Goal of the exercise ::
Give the number of lines in the data below where the string "https" occurs, and nothing else.

The data ::
===

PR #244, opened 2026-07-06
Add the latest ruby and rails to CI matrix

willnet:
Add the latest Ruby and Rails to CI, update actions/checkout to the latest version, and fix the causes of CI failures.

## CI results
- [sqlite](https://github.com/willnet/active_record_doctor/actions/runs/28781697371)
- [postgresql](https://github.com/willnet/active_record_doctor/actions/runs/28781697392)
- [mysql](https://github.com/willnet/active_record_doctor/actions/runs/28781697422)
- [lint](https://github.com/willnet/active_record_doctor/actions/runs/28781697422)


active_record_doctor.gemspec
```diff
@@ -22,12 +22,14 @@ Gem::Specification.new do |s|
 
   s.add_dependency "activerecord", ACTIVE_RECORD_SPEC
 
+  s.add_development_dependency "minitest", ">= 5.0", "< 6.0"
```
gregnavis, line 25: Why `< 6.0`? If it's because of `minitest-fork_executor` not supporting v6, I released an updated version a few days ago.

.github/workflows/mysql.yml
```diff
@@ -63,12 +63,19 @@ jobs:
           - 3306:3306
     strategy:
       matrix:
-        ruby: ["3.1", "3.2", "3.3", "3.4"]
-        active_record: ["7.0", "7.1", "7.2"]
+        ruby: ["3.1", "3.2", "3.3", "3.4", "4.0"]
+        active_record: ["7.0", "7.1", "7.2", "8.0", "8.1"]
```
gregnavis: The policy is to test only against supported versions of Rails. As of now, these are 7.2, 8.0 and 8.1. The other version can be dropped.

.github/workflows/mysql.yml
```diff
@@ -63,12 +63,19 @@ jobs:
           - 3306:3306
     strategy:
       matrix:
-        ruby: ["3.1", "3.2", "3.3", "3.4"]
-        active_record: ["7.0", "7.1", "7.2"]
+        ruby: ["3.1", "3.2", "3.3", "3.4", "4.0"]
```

===

Answer below ::
4